Humans are visually motivated. When we see a movie, we’re drawn to the most beautiful and exotic settings, the most striking and recognizable actors, the biggest explosions. What we don’t spend a lot of time thinking about is the work that happens in the background to create the visual feast of a modern movie.

The same thing happens in the data analysis world. There are some amazing BI options on the market—Looker, Trevor.io, and Tableau, among others. Their products turn analysts into heroes, producing evocative visualizations that bring data stories to life in ways basic tables and spreadsheets simply can’t. But just like in the movies, it’s what happens behind the scenes that makes their magic possible.

Visualizations matter, because not everyone who consumes data is adept at analyzing it. These shareholders’ needs vary—from the big picture to the microcosm, the theoretical to the technical. Getting the right information for all parties is largely a function to pairing the right data storage backend to the best visualization front end.

Amazing data viz starts in the data warehouse

Yep, just like the most amazing movies start on a soundstage somewhere, or in a studio on a back lot, the best data visualizations start with a good data warehouse. Business intelligence and data warehousing go hand in hand, with good storage providing the basis impressive and informative visualizations. Without a data warehouse to store information from a multitude of diverse data sources, the visualizations created by BI programs would be flatter and more two dimensional.

Unlike databases, which typically only contain data from a single application or program or a group of related programs within a platform, data warehouses are origin-agnostic. They take data from all sourcesoperational systems, ERMs, CRMs, social media insights, etc.and the store it together, waiting for a query from an end user to pull it all back out and arrange it. The diversity of these data sources creates the basis for the rich, illustrative, informative data stories we all love pulling from our BI tools.

Good data stories, like good movies, need narratives that can resonate with differing audiences. Because the source data from a data warehouse isn’t siloed like a database, it provides a depth of material that’s relevant and pertinent to a host of decision makers and stakeholders across an organization.

For example, a company that makes widgets has a social media manager who wants to know what’s trending on Twitter about their product. The same information matters—for different reasons—to the operations team and the marketing department.

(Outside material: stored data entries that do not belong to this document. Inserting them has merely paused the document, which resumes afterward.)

Issue #4122, opened 2017-08-22
CMA compilation error in sm BTL


kawashima-fj:
Compilation of sm BTL fails with newer glibc on Linux/SPARC64 (at least).
We need to cherry-pick d984b4b to v2.x and v2.0.x branch. I'll create PRs.

Reported by @PHHargrove.
See https://www.mail-archive.com/devel@lists.open-mpi.org/msg20340.html

PR #4123, opened 2017-08-22
v2.x: CMA: Fixing logic for CMA system call detection

kawashima-fj:
The OPAL_CMA_NEED_SYSCALL_DEFS is always defined/set to 0 or 1. Therefore instead of checking if the macro is defined, we have to look at the value itself.

(cherry picked from commit d984b4b3f9f18a4dfae9a1ef3e9e7f2fbd1f0e33)

Refs: #4122

Though I set milestone to v2.1.2, I don't have strong opinion against deferring it to v2.1.3.


PHHargrove:
I can confirm that cherry-picking this one commit does resolve the build failure with the 2.1.2rc2 tarball, which I reported in https://www.mail-archive.com/devel@lists.open-mpi.org/msg20340.html

jsquyres:
@hppritcha Good to go

PR #4124, opened 2017-08-22
v2.0.x: CMA: Fixing logic for CMA system call detection

kawashima-fj:
The OPAL_CMA_NEED_SYSCALL_DEFS is always defined/set to 0 or 1. Therefore instead of checking if the macro is defined, we have to look at the value itself.

(cherry picked from commit d984b4b3f9f18a4dfae9a1ef3e9e7f2fbd1f0e33)

Refs: #4122

### DIFF
--- a/opal/mca/btl/sm/btl_sm.c
+++ b/opal/mca/btl/sm/btl_sm.c
@@ -19,6 +19,7 @@
  * Copyright (c) 2013-2015 Intel, Inc. All rights reserved.
  * Copyright (c) 2014-2015 Research Organization for Information Science
  *                         and Technology (RIST). All rights reserved.
+ * Copyright (c) 2016      ARM, Inc. All rights reserved.
  * $COPYRIGHT$
  *
  * Additional copyrights may follow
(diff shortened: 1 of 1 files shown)


PHHargrove:
I have retested the 2.0.3 release tarball and found that it builds fine on  the Linux/SPARC64 system I have access to, *without* the need for this change (though it also builds fine *with*).  
So, I am uncertain there is a need to cherry-pick this commit as there is for 2.x (where the 2.1.2rc2 tarball builds *only* with the cherry-picked commit).

kawashima-fj:
@PHHargrove Thanks for testing! It is because this feature (CMA) is disabled by default in v2.0.x and auto-detected in v2.1.x and later. You'll see the same error when you specify `--with-cma` to `configure`.

PHHargrove:
@kawashima-fj 
You are exactly correct.  
If I configure 2.0.3 using `--with-cma` the error occurs and the one commit is sufficient to fix it.

jsquyres:
@hppritcha Good to go.

PR #4125, opened 2017-08-22
configury: patch configure in order to correctly support flang compilers

ggouaillardet:

### DIFF
--- a/autogen.pl
+++ b/autogen.pl
@@ -979,6 +979,28 @@ sub patch_autotools_output {
 
         # We have to change the search pattern and substitution on each
         # iteration to take into account the tag changing
+        my $search_string = '# icc used to be incompatible with GCC.\n\s+' .
+                            '# ICC 10 doesn\047t accept -KPIC any more.\n.*\n\s+' .
+	                    "lt_prog_compiler_wl${tag}=";
+        my $replace_string = "# Flang compiler
+      *flang)
+	lt_prog_compiler_wl${tag}='-Wl,'
+	lt_prog_compiler_pic${tag}='-fPIC -DPIC'
+	lt_prog_compiler_static${tag}='-static'
+        ;;
+      # icc used to be incompatible with GCC.
+      # ICC 10 doesn't accept -KPIC any more.
+      icc* | ifort*)
+	lt_prog_compiler_wl${tag}=";
+
+        push(@verbose_out, $indent_str . "Patching configure for flang Fortran ($tag)\n");
+        $c =~ s/$search_string/$replace_string/;
+    }
+
+    foreach my $tag (("", "_FC")) {
+
+        # We have to change the search pattern and substitution on each
+        # iteration to take into account the tag changing
         my $search_string = '\052Sun\134 F\052.*\n.*\n\s+' .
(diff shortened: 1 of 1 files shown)


ggouaillardet:

currently, Open MPI cannot be built out of the box with flang or (flang based) ARM compiler.
as described at https://developer.arm.com/products/software-development-tools/hpc/resources/porting-and-tuning/building-openmpi-with-arm-compiler a few extra steps are needed.
the root cause is libtool does not support flang compilers, but since we already hack configure in order to get support for what we need, i just made yet an other hack.

@PHHargrove by any chance, would you be able to test this PR with ARM compilers (i only tested flang on linux/x86_64) ? note you need recent autotools and run ```autogen.pl```

PHHargrove:
@ggouaillardet I don't have flang access on ARM64.  
I don't even have gcc-6 or gcc-7!    
I think @shamisp is likely a better resource for ARM64 testing.

ggouaillardet:
thanks @PHHargrove 

@shamisp could you please give this PR a try and provide some feedback ?

autogen.pl
```diff
@@ -979,6 +979,26 @@ sub patch_autotools_output {
 
         # We have to change the search pattern and substitution on each
         # iteration to take into account the tag changing
+        my $search_string = '# Lahey Fortran 8.1.\n.*\n\s+' .
```
jsquyres: Why is Lahey Fortran mentioned again down around new line 1026?

ggouaillardet: thanks, i will double check that tomorrow.
(new) line 1026 has a different purpose, but my ```$search_string``` might match more expressions than needed

ggouaillardet: i checked and each ```$search_string``` matches a different expression.
fwiw, the new ```$search_string``` is used to insert ```flang``` related stuff, whereas the previous one is used to enhance Lahey Fortran support.~

ggouaillardet:
@jsquyres i made the changes. latest libtool does not support ```flang``` so i submitted a patch upstream. meanwhile, we can hack the generated ```configure``` in ```autogen.pl``` as we do for similar purposes

shamisp:
@pawosm-arm can you please take a look at the flang patch ?

autogen.pl
```diff
@@ -979,6 +979,28 @@ sub patch_autotools_output {
 
         # We have to change the search pattern and substitution on each
         # iteration to take into account the tag changing
+        my $search_string = '# icc used to be incompatible with GCC.\n\s+' .
```
pawosm-arm: did we really have to introduce one more foreach loop? Couldn't the one that looks for Sun's compiler be reused?

autogen.pl
```diff
@@ -998,7 +1020,6 @@ sub patch_autotools_output {
         push(@verbose_out, $indent_str . "Patching configure for Sun Studio Fortran version strings ($tag)\n");
         $c =~ s/$search_string/$replace_string/;
     }
-
```
pawosm-arm: Don't add or remove lines.

autogen.pl
ggouaillardet: this is the way we have always done. it makes it easier to follow the logic of what we are doing.

an empty line was removed by mistake, and i fixed that

Issue #4126, opened 2017-08-22
Regression in MPI_Info_delete() with missing key


dalcinl:
This is with branch `jjhursey:explore/dlopen-local` which should be (very close to) current master plus the dlopen fixes.

```python
>>> from mpi4py import MPI
>>> info = MPI.Info.Create()
>>> info.Delete("key")
Traceback (most recent call last):
  File "<stdin>", line 1, in <module>
  File "mpi4py/MPI/Info.pyx", line 86, in mpi4py.MPI.Info.Delete
mpi4py.MPI.Exception: MPI_ERR_INTERN: internal error
```
Previous versions of Open MPI failed with `MPI_ERR_INFO_NOKEY`.

jjhursey:
Due to change made in PR #3743

jsquyres:
Looks straightforward to fix; I'll take a stab at it.

dalcinl:
@jsquyres After almost every new release of Open MPI, I found regressions by running mpi4py's testsuite. You know, I'm so maniac as to test the error code value after attempting to delete a missing key from an Info object.

Would it be possible to somehow get mpi4py testsuite run as part of the CI infrastructure? I proposed this in the past, and I got comments like *we may not be interested in mpi4py bugs*. I'm not claiming that my codebase (and its very few dependencies) is bug-free, but from experience on the last 10 years, the mpi4py bug rate is almost null. Most of the bug reports and issues we get are always related to build issues because of broken user environment, dynamic linking issues related to the infamous dlopen situation, of bugs in the backend MPI implementation. Most of mpi4py's testsuite is plagued of special-casing to disable tests that are know to fail as Open MPI releases appeared over the years. I'm now at a point were most of mpi4py tests pass, and it would be good to keep things that way for the future to come :-). 

mpi4py is thoroughly tested on Linux and macOS with MPICH and Open MPI, and on Windows with Microsoft MPI, all of this using public CI services (Travis CI, Circle CI, AppVeyor, Bitbucket Pipelines). Yes, sh.. happens, a future bug in mpi4py could eventually slip and disrupt Open MPI testing infrastructure, but I think the risk outweighs the benefits. I'm quite confident that mpi4py should help a lot in preventing regressions like the one reported in this issue.

jsquyres:
@dalcinl BTW, I don't know if you know how much we value your tests and bug reports.  If we haven't said it before, THANK YOU!

[...]

PR #4128, opened 2017-08-22
mpi/info_delete: fix return code

jsquyres:
Per MPI-3.1, ensure to raise an MPI exception with value MPI_ERR_INFO_NOKEY if we try to MPI_INFO_DELETE a key that does not exist.  Thanks to @dalcinl (Lisando Dalcin) for raising the issue.

Refs #4126.  Once this PR is merged, need to PR to v3.0.x branch.


jsquyres:
@dalcinl Can you verify that this patch fixes the regression you mentioned in #4126?

dalcinl:
@jsquyres Yes, your patch fixes #4126.

PR #4137, opened 2017-08-24
Fix the orte-dvm operations so that orterun can connect and execute an application. 

rhc54:
There is a lingering problem, though. The first invocation of orterun succeeds every time. However, subsequent invocations have a high probability of hanging in the OOB connection handshake.


rhc54:
@ggouaillardet Would you have a few cycles to dig into this connection issue? I think the disconnect from the first invocation is leaving the OOB in some unsettled state.

rhc54:
@bwbarrett I'm not sure when I'll have time to try and finish the repairs, so this may not make it for 3.0 unless someone else can help.

PR #4140, opened 2017-08-25
mca: Dynamic components link against project lib

### LINKED ISSUE #3705: Fixing dlopen() the MPI shared library with RTLD_LOCAL

jjhursey:
* Resolves #3705
 * Ref PR #4121 for `master`
 * Components should link against the project level library to better
   support `dlopen` with `RTLD_LOCAL`.
 * Different project levels link to different sets of libraries by
   using the `mca_FRAMEWORK_COMPONENT_la_LIBADD` in the `Makefile.am`.
```
MCA components in ompi/
       $(top_builddir)/ompi/lib@OMPI_LIBMPI_NAME@.la
MCA components in orte/
       $(top_builddir)/orte/lib@ORTE_LIB_PREFIX@open-rte.la
MCA components in opal/
```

While the social media manager wants to keep engaging the community, the operations team wants to ensure there’s product available for consumers to buy, and the marketing team wants to know how and where they’re buying it. Differing motivations, and differing data sets, all pulled together with business intelligence and data warehousing.

The best data warehousing options make visualizations render quickly and efficient, maximizing the capabilities of the BI tools they support. 

Hollywood blockbusters are all about the big picture, and so are the visualizations created by business intelligence tools. But the stuff that happens behind the scenes with a smart, adaptive data warehouse? That’s where the real magic happens.